Bug 201463

Summary: 4.17.x kernels cause "nvme0: controller is down; will reset: CSTS=0x3, PCI_STATUS=0x810" on MacBook Air
Product: IO/Storage Reporter: Lonni J Friedman (netllama)
Component: Block LayerAssignee: Jens Axboe (axboe)
Status: NEW ---    
Severity: blocking CC: anothersname, florian, netllama
Priority: P1    
Hardware: All   
OS: Linux   
Kernel Version: 4.17.x, 4.18.x, 5.x Subsystem:
Regression: Yes Bisected commit-id:
Attachments: system inventory, including dmesg with failure

Description Lonni J Friedman 2018-10-18 00:49:57 UTC
Created attachment 279085 [details]
system inventory, including dmesg with failure

Ever since Fedora released 4.17.x kernels, my MacBook Air (7,1 with NVMe *not* SATA) hangs and crashes during boot when attempting to use the nvme disk controller, with messages such as:

[   32.742056] llamamac kernel: nvme nvme0: controller is down; will reset: CSTS=0x3, PCI_STATUS=0x810
[   32.767211] llamamac kernel: nvme nvme0: detected Apple NVMe controller, set queue depth=2 to work around controller resets
[   48.368123] llamamac kernel: nvme nvme0: Device not ready; aborting reset
[   48.368181] llamamac kernel: nvme nvme0: Removing after probe failure status: -19
[  132.401562] llamamac dracut-initqueue[330]: Warning: dracut-initqueue timeout - starting timeout script

I've tried booting with nvme_core.default_ps_max_latency_us=5500 but that had no impact.  I've also tested 4.18.x kernels, with no change in misbehavior.

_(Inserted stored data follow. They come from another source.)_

Issue #337, opened 2023-10-18
Add support for plain vanilla transaction signing.


matiwinnetou:
Transaction deserialisation between various Cardano clients can be tricky so if one client prepares a transaction and CCL deserialises it and we sign it, it is not guaranteed to work. 

In fact we recently stumbled exactly this case with Hydra, where new Hydra 0.13.x protocol prepares transactions which are not sign to be signed by the client. Signing them with CCL using Transaction.deserialisation and TxSigner fails.

Provided ability in quick-tx and outside of quick-tx to simply sign transactions based on bytes only, without having to deserialise, sign and then serialise again the whole transaction.

PR #342, opened 2023-11-06
fix: #337 Added a separate method to sign transaction bytes

satran004:
- New methods have been added that avoid de-serializing the full transaction bytes, thereby preventing any compatibility issues.

```
 public byte[] sign(byte[] transactionBytes, SecretKey secretKey)
public byte[] sign(byte[] transactionBytes, HDKeyPair hdKeyPair)
```

- Old sign methods are delegating to above new methods for tx signing


satran004:
@Sotatek-HuyLe3 Please check TransactionBytes class in this PR. We can use this class or something like this in Yaci to fix incorrect metadata cbor.

Sotatek-HuyLe3a:
Thanks, this class could be  useful for fixing incorrect metadata cbor.

Kammerlo (approved):

PR #346, opened 2023-11-10
Koios Java Client Aligment to v1.18.1 + Fix #50 + Fix #64

### LINKED ISSUE #50: Please add "addresses/{address}/total" support
As far as I investigated, I have not found the implementation for the "addresses/{address}/total" support, bloxbean version 0.1.5.

I believe, that this addition will help users like me to get full information regarding address without a need to perform additional requests to the API.

Please kindly refer to the provided screenshot for more information.
image

### LINKED ISSUE #64: Fetch SLOTS_PER_EPOCH Field from NetworkParameters instead of hardcoded value in PolicyUtil Class.

edridudi:


backend-modules/koios/src/main/java/com/bloxbean/cardano/client/backend/koios/KoiosEpochService.java
```diff
@@ -5,27 +5,75 @@
...
+import java.util.*;
+import java.util.concurrent.atomic.AtomicInteger;
 
 /**
  * Koios Epoch Service
  */
 public class KoiosEpochService implements EpochService {
 
+    private final ObjectMapper objectMapper = new ObjectMapper();
+    private final static String PLUTUS_COST_MODELS_URL = "https://raw.githubusercontent.com/input-output-hk/plutus/master/plutus-core/cost-model/data/builtinCostModel.json";
```
satran004, line 29: @edridudi Do we really need this dependency? As discussed earlier, it can just rely on operations defined in the PlutusOps class, and we will update this class whenever there is a new Plutus version. 

I don't think we should depend on a file from an external repository, as this code will break if the file is moved to a different location.

satran004 (changes requested):
Thanks @edridudi. Just one comment.

backend-modules/koios/src/main/java/com/bloxbean/cardano/client/backend/koios/KoiosEpochService.java
edridudi: it's there by mistake I will remove

PR #350, opened 2024-01-07
Implement cip 67

Kammerlo:


cip/cip67/src/main/java/com/bloxbean/cardano/client/cip/cip67/CIP67.java
```diff
@@ -0,0 +1,82 @@
+package com.bloxbean.cardano.client.cip.cip67;
+
+import com.bloxbean.cardano.client.crypto.CRC8;
+import com.bloxbean.cardano.client.util.IntUtil;
+
+import java.nio.ByteBuffer;
+
+public class CIP67 {
```
satran004, line 8: Thanks @Kammerlo 

Should we rename CIP67 to CIP67AssetName or CIP67AssetNameUtil to give some context ?

common/src/main/java/com/bloxbean/cardano/client/util/IntUtil.java
```diff
@@ -0,0 +1,20 @@
+package com.bloxbean.cardano.client.util;
+
+public class IntUtil {
```
satran004, line 3: There is a Utils class which has a method with similar functionality ``uint32ToByteArrayBE``. But it's currently in crypto/bip32 package.

I am just wondering if we can use that. Otherwise, we can keep this class but rename it to ByteUtil, allowing us to add additional conversion methods, such as long to bytes, etc later.

Kammerlo: So yes the function would work as well. For me this conversions seemed pretty common so I wasn't looking into the bip32 package for this functionality. 
I renamed the package. We can discuss if moving the other functions to a more common place.

satran004 (approved):

PR #352, opened 2024-01-10
351 add support for metdata standard from cip68

Kammerlo:


plutus/src/main/java/com/bloxbean/cardano/client/plutus/spec/serializers/PlutusDataJsonConverter.java
```diff
@@ -63,4 +69,94 @@ else if (jsonNode.has(LIST)) {
...
-}
+
+    /**
+     * Convert {@link PlutusData} to utf8 encoded json String
+     * @param plutusData data to be encoded
+     * @return utf8 encoded json
+     * @throws JsonProcessingException
+     * @throws CborSerializationException
+     */
+    public static String toUTF8Json(PlutusData plutusData) throws JsonProcessingException, CborSerializationException {
```
satran004, line 80: This is specific to metadata used in PlutusData and may not be valid for regular Plutus data. I think it would be better to move this to another helper class or rename this method.

Can you move this method to another PR? I think we can then decide on the name, right package for this helper and add some more tests in that PR.

satran004 (commented):
Thanks @Kammerlo . Few minor comments.

cip/cip68/src/main/java/com/bloxbean/cardano/client/cip/cip68/CIP68TokenTemplate.java
```diff
@@ -26,41 +26,37 @@ public abstract class CIP68TokenTemplate<T extends CIP68TokenTemplate> extends N
...
-        this.assetName = assetName;
+        this.name = assetName;
     }
 
     public int getAssetNameLabel() {
         return assetNameLabel;
     }
 
-    public String getHexAssetFullName() {
+    public String getAssetNameAsBytes() {
```
satran004, line 36: @Kammerlo Let's just return byte[] . Also do we need to use name.getBytes(UTF-8) to convert to bytes to avoid any encoding issue?

plutus/src/test/java/com/bloxbean/cardano/client/plutus/spec/BytesPlutusDataTest.java
```diff
@@ -25,4 +28,15 @@ void serializeDeserialize() throws CborSerializationException, CborException, Cb
 
         assertThat(HexUtil.encodeHexString(bytes)).isEqualTo("4c48656c6c6f20576f726c6421");
     }
+
+    @Test
+    void unicodeDeserializeSerialize() throws CborDeserializationException, CborSerializationException {
+        UnicodeString unicodeString = new UnicodeString("Hello World!");
+        PlutusData deserialize = PlutusData.deserialize(unicodeString);
```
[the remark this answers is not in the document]
Kammerlo: Done. The test now validates if the new way of dezerializing a UnicodeString will be equal to directly create a BytesPlutusData of String.

satran004 (approved):

Issue #353, opened 2024-01-12
Wrong TxHash sporadically calculated by `TransactionUtil` class


nemo83:
There seems to be an issue that sporadically manifest in the method: 

`TransactionUtil.getTxHash(Transaction transaction)`

From time to time a wrong hash is created.

satran004:
@nemo83 
The Javadocs for these two methods highlight their differences.

There's a known issue where deserializing and serializing a transaction using different tools can result in varying byte sequences. CCL employs canonical ordering (e.g. in maps) during serialization. Therefore, if you serialize, deserialize, and then serialize a transaction created by CCL, you will consistently obtain the same result.

However, this may not hold true for transactions generated by other tools that do not adhere to canonical ordering. But, both types of transactions are valid during execution in node.

This is why it's advisable to avoid fully deserializing and serializing a transaction when calculating its Tx hash.

In the first method, ``TransactionUtil.getTransaction(Transaction)``, it is assumed that the transaction object is constructed by CCL. This is because it must undergo the serialize method of CCL, which orders keys in a map.

However, if you're using a transaction built by an external tool or an already executed transaction to obtain the Tx hash, it's better to use ``getTxHash(byte[] transactionBytes)``. This method doesn't involve full deserialization into a CCL object for Tx hash calculation. Instead, it deserializes to a DataItem and then serializes again with canonical order set to false, preserving the original order.

This method should be correct most of the time, but we've encountered issues with only few transactions on the mainnet when using this approach with Yaci. So in Yaci, we avoid deserializing to DataItem altogether. The parser simply extracts the transaction body bytes from the full transaction bytes to create the hash. 

I think we should update ``getTxHash(byte[] transaction)`` to adopt Yaci's approach. The other method, getTxHash(Transaction), should not be used for external or already executed transactions.

satran004:
@nemo83 
It's fixed now. PR https://github.com/bloxbean/cardano-client-lib/pull/356

Can you please verify the fix with your use case ? You can take the code from the below branch. Thanks

https://github.com/bloxbean/cardano-client-lib/tree/fix_353_main

nemo83:
Changes look good! Thank you

PR #356, opened 2024-01-14
fix: #353 Directly extract tx body bytes from tx bytes 

satran004:
#353


transaction-spec/src/test/java/com/bloxbean/cardano/client/transaction/util/TransactionUtilTest.java
```diff
@@ -67,4 +67,13 @@ public void getTxHash_fromBytes() {
...
+        var txBodyHex = HexUtil.encodeHexString(TransactionUtil.extractTransactionBodyFromTx(HexUtil.decodeHexString(cbor)));
+        System.out.println(txBodyHex);
```
Kammerlo, line 75: Just less than a minor thing: I think the System.out will just output a hex into the console which doesn't help the user at all. So it's not needed from my point of view, just to keep it clean.

Kammerlo (approved):

transaction-spec/src/test/java/com/bloxbean/cardano/client/transaction/util/TransactionUtilTest.java
satran004: Thanks. I will remove it.

nemo83:
Changes have been tested and not tx hash incongruences spotted. Approved ✅  and PR can be merged. Thanks!

PR #377, opened 2024-02-07
fix: blockHeight, absoluteSlot and blockTime should actually be withi…

matiwinnetou:
…n type: long

### DIFF
--- a/backend-modules/koios/src/main/java/com/bloxbean/cardano/client/backend/koios/KoiosTransactionService.java
+++ b/backend-modules/koios/src/main/java/com/bloxbean/cardano/client/backend/koios/KoiosTransactionService.java
@@ -8,7 +8,10 @@ import com.bloxbean.cardano.client.plutus.spec.RedeemerTag;
 import org.apache.commons.collections4.ListUtils;
 import rest.koios.client.backend.api.base.common.Asset;
 import rest.koios.client.backend.api.transactions.TransactionsService;
-import rest.koios.client.backend.api.transactions.model.*;
+import rest.koios.client.backend.api.transactions.model.TxCertificate;
+import rest.koios.client.backend.api.transactions.model.TxIO;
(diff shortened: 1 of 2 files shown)


backend-modules/koios/src/main/java/com/bloxbean/cardano/client/backend/koios/KoiosTransactionService.java
```diff
@@ -91,9 +94,15 @@ private TransactionContent convertToTransactionContent(TxInfo txInfo) {
         TransactionContent transactionContent = new TransactionContent();
         transactionContent.setHash(txInfo.getTxHash());
         transactionContent.setBlock(txInfo.getBlockHash());
-        transactionContent.setBlockHeight(txInfo.getBlockHeight());
-        transactionContent.setBlockTime(txInfo.getTxTimestamp());
-        transactionContent.setSlot(txInfo.getAbsoluteSlot());
+        if (txInfo.getBlockHeight() != null) {
```
matiwinnetou, line 97: Can we make assumption that any of these value will never be null?  I find my own defensive programming here a bit clunky.

satran004: @matiwinnetou Thanks for the PR.

These should not be null unless there is a defect on the provider's side. But I think we can keep this null check.

satran004 (approved):

edridudi (approved):
Will Change data types in Koios Java Client as well for the next version:
https://github.com/cardano-community/koios-java-client/issues/161

backend-modules/koios/src/main/java/com/bloxbean/cardano/client/backend/koios/KoiosTransactionService.java
matiwinnetou: ok, feel free to merge when you think this is fine and right time for it.

PR #86867, opened 2021-07-04
Convert `debug_assert!` to `assert!` in `Binder::dummy`

JohnTitor:
This is needed for #85350 not to be passed.
r? @jackh726

PR #87271, opened 2021-07-19
Update Clippy

flip1995:
This is an out-of-cycle Clippy update, to fix 3 ICEs before the release (This should be merged before beta is branched):

rust-lang/rust-clippy#7470
rust-lang/rust-clippy#7471
rust-lang/rust-clippy#7473

cc @jackh726 @JohnTitor rust-lang/rust-clippy#7470 was caused by #86867. I saw the same ICE in the last rustup for Clippy though, so this might be a more general problem. Is there something we should check before calling `layout_of`? Should we always check for `ty.has_escaping_bound_vars()` before calling `layout_of`? Or is this overkill?

r? @Manishearth


jackh726:
Okay, regarding rust-lang/rust-clippy#7470, I would have to look into it, but it seems a bit suspicious to me. I *think* layout code should be fine to have bound vars (though, I'm not exactly sure if these should be wrapped in a `Binder`). It seems like that error is originating all the way in `type_known_to_meet_bound_modulo_regions`, where it expects `ty` to not have bound vars. I could conceivably think that we *would* allow `Binder<Ty>` there, but that's a bigger change.

Another option would be to `normalize_erasing_late_bound_regions` before calling `layout_of`, but I'm unsure if that is *correct*. This is tricky and definitely seems a bit weird.

flip1995:
@jackh726 Thanks for the explanation. The `normalize_erasing_late_bound_regions` is another problem we had with ` layout_of` before:

https://github.com/rust-lang/rust-clippy/blob/f467750680987427d7ff045bbe9e84317140d0aa/clippy_lints/src/zero_sized_map_values.rs#L58-L60

https://github.com/rust-lang/rust-clippy/blob/e9c3991d3081c79bd712d754e6f51f456e603c6c/clippy_utils/src/ty.rs#L182-L187

This problem is orthogonal to the `has_escaping_bound_vars` problem though, since removing the one of the two leads to 2 different ICEs when calling `layout_of`. It is definitely conceivable, that we misuse the `layout_of` query. But just from the documentation and looking at the code, I can't see what we're doing wrong.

There are also reports that vanilla kernel.org kernels of the same versions also behave in the same fashion.  This bug is *NOT* present on 4.16.x (and older) kernels.  It was definitely introduced in 4.17.x.
Comment 1 Anthony Name 2018-10-28 12:50:03 UTC
Getting same problem since 4.17.x kernels using Toshiba XG3 thnsn51t02du7 nvme drive.

Can use kernels 4.15 without issue.

Running Fedora on a x64 platform, cannot post logs as the nvme drive is the only drive in the system and when it borks logs cannot be saved.

As I've had to put the system to one side till a fix am happy to run tests as it's now become a dev system to all intents and purposes.
Comment 2 Lonni J Friedman 2018-10-28 18:39:35 UTC
@anthony you should be able to get the logs off the system with a USB stick.  Eventually the boot process will time out, and dump you to a primitive shell where you can inspect the in memory logs, and mount a USB stick to copy them over.  That's what I was able to do.
Comment 3 Anthony Name 2019-05-17 10:49:38 UTC
@Lonni

Did this ever get fixed?

I had to pull the nvme drive from the box as needed the box for something else and would be useful if I could now put the nvme drive back in.
Comment 4 Lonni J Friedman 2019-05-17 14:03:38 UTC
Nope, not fixed.  Sadly, this hardware has been abandoned by the Linux community.